WORK ITEM
Write the data below out again in full, exactly as shown.

DATASET CONTENT
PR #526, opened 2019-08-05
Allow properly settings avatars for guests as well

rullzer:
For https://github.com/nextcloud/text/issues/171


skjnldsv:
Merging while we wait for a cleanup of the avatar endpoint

ANSWER BELOW
PR #526, opened 2019-08-05
Allow properly settings avatars for guests as well

rullzer:
For https://github.com/nextcloud/text/issues/171


skjnldsv:
Merging while we wait for a cleanup of the avatar endpoint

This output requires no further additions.